There is also Republicans’ growing distrust of science. Whereas 30 or 40 years ago, surveys showed Democrats and Republicans trusting scientists around the same level, in recent decades that gap has widened, notes Professor Cook.

In a recent survey conducted mainly online by the Pew Research Center examining Americans’ feelings about climate scientists, the partisan divide was stark. Some 70 percent of liberal Democrats said they trusted climate scientists to give full and accurate information about the causes of climate change, compared with just 15 percent of conservative Republicans.

Similarly, just two years ago, 54 percent of Republicans said American colleges and universities had a positive impact on the country, with only 37 percent saying higher education had a negative impact, according to Pew Research surveys.

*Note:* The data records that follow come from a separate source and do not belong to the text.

PR #1991, opened 2018-03-30
Refactor Error.tsx to styled-components

Cryza:
Another one of my `.less`=>`styled-components` PRs

- Move error styling (squiggles and error markers on the right side) to `styled-components`
- Simplify styling of error markers (outcome should still be the same, I made sure not to change the appearance)

Some styles within `Error.less` were already unused, most notably everything inside `.error`, so that could safely be removed as well.


Cryza:
I made the following assumptions while replacing everything from the width: 200px to the nested icon styling:

- the 200px width, flex and the complex positioning and styling for the icon seems to be a leftover from when there seemed to have been text here. Since that code is gone, this should be gone, too
- the active state seems to have been removed in an earlier change, the class is never set

Please tell me if any of this was wrong ✌️

Cryza:
I made the following assumptions while replacing everything from the width: 200px to the nested icon styling:

- the 200px width, flex and the complex positioning and styling for the icon seems to be a leftover from when there seemed to have been text here. Since that code is gone, this should be gone, too
- the active state seems to have been removed in an earlier change, the class is never set

Please tell me if any of that was wrong ✌️

Cryza:
I am pretty sure now that all the styling I removed while refactoring was leftovers from when there was a way to activate the error markers, which apparently also displayed the error text. If this was removed intentionally in favor of e.g. Showing the error message in the quick info, I am pretty sure we can safely merge this PR.

@bryphe I guess you have the best overview here, can you please confirm or correct?

bryphe:
> I am pretty sure now that all the styling I removed while refactoring was leftovers from when there was a way to activate the error markers, which apparently also displayed the error text. If this was removed intentionally in favor of e.g. Showing the error message in the quick info, I am pretty sure we can safely merge this PR. 

Sorry for the slow reply! Yep, that was all vestigial stuff from when we had actual text displayed in my component. Thanks for removing it and investigating 👍  

Looks good to me, @Cryza ! Bringing it in now - thank you very much for doing this! 💯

In a dramatic two-year shift, however, today nearly 60 percent of Republicans now see American higher education as having a negative effect on the country, according to Pew’s survey. By contrast, 72 percent of Democrats and 55 percent of the country as a whole see American colleges and universities positively.

For her part, Hayhoe says she sees those religious arguments as a smokescreen for people’s real objections: that they don’t like the perceived solutions.

“The idea that caring about this world that God created for us is somehow contrary to Christian belief is completely unbiblical,” she says. “In the US, our faith has been hijacked by our politics.”